PR #6228, opened 2026-07-01
feat: `actor { … }` <: `Principal`

### LINKED ISSUE #2264: actor t <: principal
Users currently have to write `Principal.fromActor(Foo)` to get the `principal` of an actor (including their own `self`). This is a bit silly, since an actor reference inherently is represented by a principal (in a way, it’s a principal with some phantom type information attached).

So we could add `actor t <: principal` to our subtyping rules.

Benefit: No need for `Principal.fromActor(Foo)`.

Implication: Representation has to be the same for `actor …` and `principal`, but that’s true now, and I don’t see us changing that soon.

Interaction with Candid: Darn, here is an interaction. As per https://github.com/dfinity/motoko/blob/master/design/IDL-Motoko.md we need

    ∀ t1 t2 : dom(e), t1 <: t2 ⟹ e(t1) <: e(t2)

i.e. Motoko subtyping must be contained in IDL subtyping. So we can only add this to Motoko’s subtyping if we also add it to Candid’s subtyping, which does not have `service <: principal …` yet.

ggreif:
Implements nomeata's idea from (Resolves #2264) — an actor reference upcasts to its canister-id principal, so you no longer need `Principal.fromActor(Foo)` (or `Prim.principalOfActor`).

**Status:** the type rule plus the matching runtime support (compiled backends + Candid) are complete and **CI-green**; interpreter parity and docs/changelog remain (see below).

## The type rule (`type.ml`)

- **`rel_typ`**: `Obj (Actor, _, _) <: Prim Principal` — subtyping-only and Actor-sort-only. The reverse (`Principal ⊀ actor`) stays rejected, so the downcast remains explicit and unsafe.
- **`combine`**: `lub(actor, Principal) = Principal`, `glb(actor, Principal) = actor`. The existing actor-vs-actor `lub` already yields a common actor interface (itself `<: Principal`) — left as-is, since it's *more* precise than widening to `Principal`.
- **Coercion-free (identity)**: as #2264 notes, an actor and a principal have the **same representation** (a `Vanilla` tagged blob differing only by heap tag), so the upcast inserts no coercion.

## Runtime realization — `service <: principal` at all three checkers

The rule bites at three distinct runtime sites; each gets a minimal arm mirroring the type rule — covariant/widening only, so the reverse (`principal` as `service`) stays rejected:

| Site | Where | Arm |
|---|---|---|
| `.did` wire, **top-level** `principal` | `compile_enhanced.ml` deser `Prim Principal` case | also accept an IDL `service` (composite `idl_service`), reading the wire-identical byte-tagged principal |
| `.did` wire, **nested** in a func signature | `rts/motoko-rts/src/idl.rs` `sub` (`idl_sub`) | `(IDL_CON_service, IDL_REF_principal) => true`, parallel to `nat <: int` |
| **EOP stable upgrade** | `rts/motoko-rts/src/idl.rs` `memory_compatible` | `(IDL_CON_service, IDL_REF_principal) => variance != Invariance` |

`flake.lock` bumps `candid-src` to the rev that carries the upstream `service <: principal` rule and its test vectors.

## Tests

- **Type system**: `test/run/actor-sub-principal.mo` — upcast in arg / return / first-class / `lub` / array positions, through all phases (`tc … wasm-run`); `test/fail/actor-sub-principal.mo` — downcast rejected (M0096), plain **object** and **module** are *not* `<: Principal`.
- **Candid conformance** (bumped suite): **467 tests, 458 ok, 0 failed** — including `reference:31/32/42` (top-level, incl. recursive service) and `subtypes:162/164/170` (`service<:principal` nested in a func result). Guardrails hold: `subtypes:166 principal </: service {}` rejected; `reference:46 principal: reject func wire type` traps — moc accepts **only** `service` at `principal`, matching the spec (`func` is *not* `<: principal`, so no func arm was added).
- **Both backends**: `test/run-drun/actor-sub-principal-stable.drun` — a stable var typed `actor {}` in v0 migrates into a `Principal`-typed var in v1 across an actor-class upgrade. Previously `# CLASSICAL-PERSISTENCE-ONLY`; the `memory_compatible` arm makes the EOP in-place reinterpretation succeed, so it now runs on **classical and EOP** (both print `aaaaa-aa`).
- **CI**: full `build` suite green on every leg — `common-tests`, `gc-tests`, `tests` (release/debug) × {ubuntu-latest, ubuntu-24.04-arm}.

## The Candid crux (resolved)

#2264 flagged that Motoko subtyping must be contained in IDL subtyping (`∀ t1 t2, t1 <: t2 ⟹ e(t1) <: e(t2)`), and Candid historically had **no `service <: principal`**. That precondition is now satisfied: upstream Candid carries the rule — a **conservative extension** (it only enlarges `<:`, changes no existing encoding, and is decode-sound because a `service` reference is already encoded as its principal bytes, so decoders merely become strictly more accepting). With the rule in Candid, moc's three arms above are justified for Candid interface subtyping — service imports and actor-class upgrade compatibility — not merely Motoko-internal.

## Remaining

- **Interpreter parity** — identity on interpreter values (the compiled backends + Candid paths are done and CI-verified; the interpreter value path is the last audit item).
- **Docs + changelog.**

(`lub`-widening golden reconciliation is covered by the green suite; the earlier "Candid soundness guard" item is moot now that the precondition holds.)


ggreif:
## Experience report: stable-var upgrade `actor {} → Principal` (run-drun, `e5e1acd8a`)

Added `test/run-drun/actor-sub-principal-stable` exercising an actor-class upgrade where a stable var typed `actor {}` in v0 migrates into a `Principal`-typed var in v1. The two backends diverge:

- **Classical: passes.** Classical re-serialises the stable record through Candid (stabilize/destabilize); the old `service`-encoded value reads back as a `principal`. The representation coincides (an actor reference *is* its canister-id principal — no `A`→`P` re-tag), so it round-trips. Value survives (`aaaaa-aa` before and after).
- **Enhanced (EOP): traps** — `IC0503: RTS error: Memory-incompatible program upgrade`.

### Why EOP rejects it — and the connection to the Candid gap

EOP doesn't re-serialise; it gates the upgrade with the RTS `memory_compatible` check (`rts/motoko-rts/src/idl.rs:673`, from `persistence.rs:249`). That check **is a Candid-subtyping checker over the serialized type table** (it walks `IDL_CON_opt/vec/func/record/service` and `IDL_PRIM_*` with variance). It has **no `(IDL_CON_service, IDL_PRIM_principal)` case**, so the upgrade falls through to "incompatible" and traps.

So the missing Candid rule `service <: principal` (#2264) bites in **two** places: the `.did` wire *and* the EOP upgrade gate. The type-system change in this PR is necessary but **not sufficient** for EOP stable upgrades.

The EOP fix is a one-case addition mirroring the type rule:
```rust
(IDL_CON_service, IDL_PRIM_principal) => variance != TypeVariance::Invariance,
```
…but it governs what in-place reinterpretations upgrades may perform, so it should land deliberately, in lockstep with the Candid spec rule.

### Plan

- Pursue `service <: principal` in the Candid definition. It's a **conservative extension**: it only enlarges `<:` (never removes a pair), changes no existing encoding, and is decode-sound because a `service` reference is already encoded as its principal bytes — the decoder merely becomes strictly more accepting. Nothing that typechecked/decoded before stops doing so.
- Land the matching `memory_compatible` case + flip the run-drun test to run on both backends, in lockstep.

The run-drun test is `# CLASSICAL-PERSISTENCE-ONLY` for now, documenting the working path and the EOP gap in its header.

ggreif:
## Verified EOP fix (local, not committed here)

Applied the one-case `memory_compatible` addition locally and rebuilt the RTS — the EOP `actor {} → Principal` stable-var upgrade then **passes**, matching the classical golden exactly (both print `aaaaa-aa`). So the type rule + this single RTS case fully enable EOP stable upgrades for the new subtyping.

```diff
--- a/rts/motoko-rts/src/idl.rs
+++ b/rts/motoko-rts/src/idl.rs
@@ -987,6 +987,9 @@ pub(crate) unsafe fn memory_compatible(
             }
             variance != TypeVariance::Invariance || n1 == 0
         }
+        // An actor reference upcasts to its canister-id principal (service <: principal),
+        // mirroring the Motoko type rule (type.ml rel_typ). Widening — sub direction only.
+        (IDL_CON_service, IDL_REF_principal) => variance != TypeVariance::Invariance,
         // default
         (_, _) => false,
     }
```

`IDL_REF_principal` (= -24) is the principal reference code; `IDL_CON_service` (= -23) is the service/actor constructor. The `variance != Invariance` guard matches the existing widening arms (e.g. `nat <: int`), so it fires only in the sub (covariant) direction — the reverse (`principal <: service`) stays rejected.

**Reverted locally** — this lands in lockstep with the Candid `service <: principal` rule, at which point the run-drun test drops its `# CLASSICAL-PERSISTENCE-ONLY` marker and runs on both backends.

ggreif:
## `service <: principal` realised at runtime — candid suite green (commit `91b7813cc`)

Now that upstream Candid carries the rule (bumped `candid-src` → `d24fb18`), I implemented the runtime counterpart of this PR's `actor {} <: Principal` type rule. **Key finding: the gap bites at *three* distinct runtime checkers**, not two — each needed its own arm:

| Site | Checker | Fix | Candid tests fixed |
|---|---|---|---|
| `.did` wire, **top-level** `principal` | deserializer `Prim Principal` case (`compile_enhanced.ml`) | accept an IDL `service` (composite `idl_service`), reading the wire-identical byte-tagged principal | `reference:31/32/42` |
| `.did` wire, **nested** in a func signature | RTS `sub` / `idl_sub` relation (`idl.rs`) | `(IDL_CON_service, IDL_REF_principal) => true`, a covariant widening arm parallel to `nat <: int` | `subtypes:162/164/170` |
| **EOP stable upgrade** | RTS `memory_compatible` gate (`idl.rs`) | `(IDL_CON_service, IDL_REF_principal) => variance != Invariance` (the arm verified earlier) | the `actor{}→Principal` upgrade |

The `memory_compatible` arm alone left `subtypes:*` failing — proving the deserializer routes func/service structural checks through `idl_sub`, **not** the upgrade gate. (RTS confirmed recompiled: the build rebuilt `moc-rts.drv`, so the arms were genuinely in the moc under test.)

### Verification
- **Candid suite ran green**: `467 tests: 458 ok, 9 ignored, 0 failed`.
- **Guardrails hold** (not just the happy path):
  - `subtypes:166 principal </: service {}` → **rejected** — the reverse stays unsound-free; the `sub` arm is covariant-only, contravariance handled by `sub`'s type-swap.
  - `reference:46 principal: reject func wire type` → **traps** — moc accepts **only** `service` at `principal`, matching the spec (`func` is *not* `<: principal`), so no func arm was added.
  - record/opt wire types at `principal` still rejected.
- **EOP `.drun` upgrade**: relied on the earlier local verification ("both print `aaaaa-aa`") + the arm confirmed compiled; flipped `actor-sub-principal-stable.drun` off `# CLASSICAL-PERSISTENCE-ONLY` so it now runs on both backends.

Watching CI on `91b7813cc`.

.claude/plans/actor-sub-principal.md
```diff
@@ -0,0 +1,149 @@
+# Plan: make `Principal` a supertype of every `actor { … }`
```
ggreif: Remove before merging!

src/mo_types/type.ml
```diff
@@ -1288,6 +1288,11 @@ let rec rel_typ d rel eq t1 t2 =
     (s1 = s2 || incompatible_obj_sorts d s1 s2) &&
     rel_fields t1 t2 d rel eq fs1 fs2 &&
     rel_typ_fields t1 t2 d rel eq tfs1 tfs2
+  | Obj (Actor, _, _), Prim Principal when rel != eq ->
+    (* An actor reference upcasts to its canister-id principal. Coercion-free:
+       both are the same Vanilla tagged blob, differing only by heap tag.
+       One-directional — Principal ⊀ actor keeps the downcast explicit. *)
+    true
```
ggreif, line 1292:
```suggestion
  | Obj (Actor, _, _), Prim Principal when rel != eq ->
    true
```

src/codegen/compile_enhanced.ml
```diff
@@ -8526,13 +8526,27 @@ module Serialization = struct
           Internals.dedup env          (* Call dedup *)
         )
       | Prim Principal ->
-        with_prim_typ t
-        begin
+        (* Candid `service <: principal`: accept either an IDL `principal`
+           (prim -24) or a `service` reference (composite `idl_service`). A
+           service value is wire-identical to a principal — a byte-tagged
+           principal blob (cf. `read_actor_data`), differing only in the heap
+           tag — so both decode here to a `Principal` (Tagged.P). *)
```
```suggestion
        (* Candid `service <: principal`: accept either an IDL `principal`
           or a `service` reference. They are wire-identical, differing only in
           the heap tag — so both decode here to a `Principal` (Tagged.P). *)
```

ggreif:
## On the inference concern — you're each partly right (verified on this branch's `moc`)

Adding `actor <: Principal` **is** conservative for the two things "purely additive" usually means:

- **Subtype *checking*** — monotone: you only add pairs to `<:`, so no check that passed can start failing.
- **Inference *satisfiability*** — also monotone: bi-matching never *loses* a solution, so nothing "fails to get inferred" that inferred before.

**But inference doesn't only check — it computes a `lub`/`glb` *witness*, and the witness moves:**

| | before | after |
|---|---|---|
| `lub(actor, Principal)` | `Any` | `Principal` |
| `glb(actor, Principal)` | `Non` | `actor` |

A moved witness is **safe in covariant and contravariant positions** (covariantly `Principal <: Any` fits anywhere `Any` did; contravariantly the requirement only *weakens*). It is **breaking only in an *invariant* position** — and the failure mode is *over-precise* inference (`Principal` instead of `Any`) tripping a later invariant use, **not** "instantiation can't be inferred."

### Minimal regressions (all compiled before the rule; all fail with it now)

```motoko
// 1. direct lub binding, invariant use — `var x` gets type `lub`, fixed eagerly
var x = if b anActor else aPrincipal;   // was : Any, now : Principal
x := ("hello" : Text);                  // M0096: Text cannot produce expected type Principal

// 2. mutable array literal (invariant `[var _]`)
let m = [var anActor, aPrincipal];      // was [var Any], now [var Principal]
m[0] := ("hello" : Text);               // M0096

// 3. bi-matching with the invariant occurrence in the RESULT (nothing pins T)
func mk<T>(x : T, y : T) : [var T] = [var x, y];
let arr = mk(anActor, aPrincipal);      // T = lub = Principal (was Any)
arr[0] := ("hello" : Text);             // M0096
```

### The corner that stays safe — bounds the blast radius

```motoko
// invariant occurrence in an ARGUMENT pins T; bi-matching solves jointly, so T = Any. Still compiles.
func g<T>(x : T, y : T, m : [var T]) {};
g(anActor, aPrincipal, (someVarAnyArray : [var Any]));   // ok
```

So it isn't "bi-matching" as such — joint solving with an invariant *argument* dominates the `lub`. The dangerous shape is an **unpinned invariant occurrence**: the result/output of a `lub`-instantiated call, or a direct `var`/array-literal binding over an actor and a principal.

### Two more notes

- **The `glb` dual** (which I haven't exercised yet, worth a test): a type var with two upper bounds `T <: Principal` and `T <: actor {}`. Its witness flips `Non → actor`; breaking if that now-`actor` witness flows *covariantly* into a non-actor context where `Non` (bottom) previously fit. Symmetric to #1–3, likely rarer.
- **No hidden "sealed" assumption in the inference code** — I scanned `type.ml`; there is no special-case treating `Principal` (or primitives) as having no proper subtypes. The entire effect flows through `combine` (`lub`/`glb`) + `rel_typ` — the functions already touched here — so the surface is fully accounted for; there's no separate matcher shortcut that silently assumed `Principal` sealed.

**Net:** conservative for *checking* and *satisfiability*, not for *inferred witnesses*; the only breakage is a `lub`/`glb` result landing in an **invariant** position, surfacing as over-precise inference failing a later invariant assignment. Repros #1–3 are the regression tests to add. If that (contrived) breakage is acceptable, it's a **bounded, documentable** one — a Changelog `breaking:` note rather than a silent surprise. Happy to add the tests + a changelog caveat, or to gate the rule if you'd rather not take even the contrived break.

.claude/plans/actor-sub-principal.md
ggreif: Done!

Kamirus:
The reason why this PR is/should be a breaking change is that allowing `actor { .. } <: Principal` implies we have to change `has_no_subtypes_or_supertypes` function and remove Principal from there, because it would be no longer true that Principal has no proper sub/super-types except `Non` and `Any`.
That change would mean that some type instantiations stop being redundant, e.g. creating a mutable container with Principals compiles now without type instantiation, but after the change it would show the "under-constrained type error" with `there is no "best" choice for type parameter`.

So the question is: is this PR worth it? Trading `fromActor` explicit calls for explicit instantiations. I'd say it's not worth it. We could choose to ignore updating the `has_no_subtypes_or_supertypes`, assume that `actor ...` is not a "proper"  subtype of Principal, and whenever the compiler has `Non <: T <: Principal` (and `T` is invariant) to solve it would arbitrarily pick Principal as the solution. I this that is the pragmatic solution if we want to keep this PR and be consistent with Candid rules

Task objective: Would you restate, word for word, every line of the listing from its first line through the line with "### LINKED ISSUE #2264: actor t <: principal"?

Response area:
PR #6228, opened 2026-07-01
feat: `actor { … }` <: `Principal`

### LINKED ISSUE #2264: actor t <: principal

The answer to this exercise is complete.